Kimberly Manning, MD, FACP, FAAP


Kimberly D. Manning, MD, FACP, FAAP is a general internist/hospitalist who serves as Associate Vice Chair of Diversity, Equity, and Inclusion for the Department of Medicine at Emory University School of Medicine. Manning is Professor of Medicine and has maintained ABIM board certification since 2001. Beyond her roles in the Department of Medicine, she has been a society small group advisor at the Emory School of Medicine since their curriculum reform in 2007. Her clinical work is at Grady Memorial Hospital, Atlanta’s safety net facility, where she has been for last two decades.

Manning’s academic achievements include numerous institutional, regional and national teaching awards. She has a strong passion for storytelling as a means to build and strengthen diverse and humanistic clinical environments as well as cultivating psychologically safe learning climates. In her time as a residency program director, in 2018 she was awarded the prestigious ACGME Parker J. Palmer Courage to Teach Award—given to only 9 program directors annually across all ACGME residency programs in the US. Her work as a national leader in diversity has been acknowledged through the Society of Hospital Medicine Excellence in Diversity Leadership Award in 2020 and the AAMC Group on Diversity and Inclusion Exemplary Leadership Award in 2022. At Emory, she has received the Evangeline Papageorge Award, The Golden Apple Teaching Award, and the Juha P. Kokko Teaching Award—the highest teaching awards in the School of Medicine, Grady Hospital, and Emory’s Internal Medicine Residency Program, respectively. She is also on the board of trustees for the Arnold P. Gold Foundation and is on the editorial board for the Journal of Hospital Medicine. In addition to being a prolific writer of narratives in journals and on Twitter, she co-hosts a podcast called The Human Doctor.

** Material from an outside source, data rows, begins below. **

PR #208, opened 2022-05-03
Removed wildcard from logfile in prepare_heat_demand rule

### LINKED ISSUE #206: WildcardError in prepare_heat_demand rule
When running `snakemake -j1 results/2050-el_eff/optimized` following error appears:
```WildcardError in line 121 of /home/local/RL-INSTITUT/hendrik.huyskens/Dokumente/RLI/oemof-B3/Snakefile:
Wildcards in params cannot be determined from output files. Note that you have to use a function to deactivate automatic wildcard expansion in params strings, e.g., `lambda wildcards: '{test}'`. Also see https://snakemake.readthedocs.io/en/stable/snakefiles/rules.html#non-file-parameters-for-rules:
'scenario'
```
Rewriting logfile parameter without wildcard `scenario` solves the issue - but I'm unsure if this is okay for you?
```
params:
        logfile="logs/heat_demand.log"
```

henhuy:
Fixes #206

### DIFF
--- a/Snakefile
+++ b/Snakefile
@@ -129,7 +129,7 @@ rule prepare_heat_demand:
         scalars="results/_resources/scal_load_heat.csv",
         timeseries="results/_resources/ts_load_heat.csv",
     params:
-        logfile="logs/{scenario}.log"
+        logfile="logs/heat_demand.log"
     shell:
         "python scripts/prepare_heat_demand.py {input.weather} {input.distribution_hh} {input.holidays} {input.building_class} {input.scalars} {output.scalars} {output.timeseries} {params.logfile}"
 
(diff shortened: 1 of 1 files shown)


Snakefile
```diff
@@ -129,7 +129,7 @@ rule prepare_heat_demand:
         scalars="results/_resources/scal_load_heat.csv",
         timeseries="results/_resources/ts_load_heat.csv",
     params:
-        logfile="logs/{scenario}.log"
+        logfile="logs/heat_demand.log"
```
jnnr, line 132:
```suggestion
        logfile="logs/prepare_heat_demand.log"
```

jnnr (approved):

The Inglewood, California native is a proud alumnus of two historically Black colleges—Tuskegee University and Meharry Medical College. She completed training in combined Internal Medicine and Pediatrics at Case Western Reserve University/MetroHealth in Cleveland followed by a year as chief resident. In addition to caring for patients on the teaching service at Grady Memorial Hospital, Dr. Manning is a happily married mother of two teen-aged sons. She applies her lived experiences as a Black American woman, mother, daughter, wife, and community member to all that she does professionally.